++++ Data excerpts ++++

PR #301, opened 2024-03-01
Update translation script

hasecilu:
Same as in Fasteners WB, with some changes.

I tested both scripts and the generated files is the same.
<details>
    <summary>Click to Déjà vu</summary>
The old script worked good enough but it was hard to read and also didn't follow the workflow (updated and released at the same time when in reality the changes of the translator should be in the middle, minor thing).

The new script:
- is based on the script available at freecad.workbench_starterkit template
- is well documented and easy to read
- files are saved in lowercase
- an language agnostic file is updated every time another file is updated

The script updates `fasteners.ts` file every time any other translation file is created or updated. This is made with the objective of having this file updated with the most current changes. If a translator doesn't have access to `pylupdate` command it can start translating based on the `fasteners.ts` file, it only needs to replace
```xml
<TS version="2.1">
```

for

```xml
<TS version="2.1" language="ja" sourcelanguage="en">
```

using their language code (must be supported on FreeCAD).
    
</details>

- **The difference** with the script on Fasteners WB is that here I'm using `pylupdate6`.
Originally I wanted to use `pylupdate6` on Fasteners but I got an error complaining 
```
pylupdate6: Invalid syntax at line 1 of ../CountersunkHoles.py:
# -*- coding: utf-8 -*-
```
Fortunately this works here, not really sure why because some file also have `# -*- coding: utf-8 -*-`

The advantage to use `pylupdate6` over `pylupdate5` is that some strings that are formatted are not picked with `pylupdate5` but they are with `pylupdate6`, `pylupdate5` is buggy, in fact, the first time I translated this WB even though I finished all lines some commands were missing, `pylupdate5` was responsible. Example: the comma after the string in Python is recommended in case you want to add another element to the list but `pylupdate5` fails to catch it.
```python
ToolTip = FreeCAD.Qt.translate(
        "SheetMetal",
        "Sheet Metal workbench allows for designing and unfolding sheet metal parts",
    )
```

- Another thing, when running `	lupdate ../*.ui -ts uifiles.ts -no-obsolete`  it causes an error because the file `lookup.ui` is not a proper XML file, is it really neeeded or can be deleted? Aternatively I can replace the wildcard (`*`) to make it ignore that file.

- I made the name of the WB translatable as in Fasteners WB
**Edit:** make translatable menu, toolbar and context menu (right click)


shaise:
Thanks!!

++++

• **Exercise directions**
Determine which lines above include the word "based", and report those lines in full.

• **Your response**
- is based on the script available at freecad.workbench_starterkit template
The script updates `fasteners.ts` file every time any other translation file is created or updated. This is made with the objective of having this file updated with the most current changes. If a translator doesn't have access to `pylupdate` command it can start translating based on the `fasteners.ts` file, it only needs to replace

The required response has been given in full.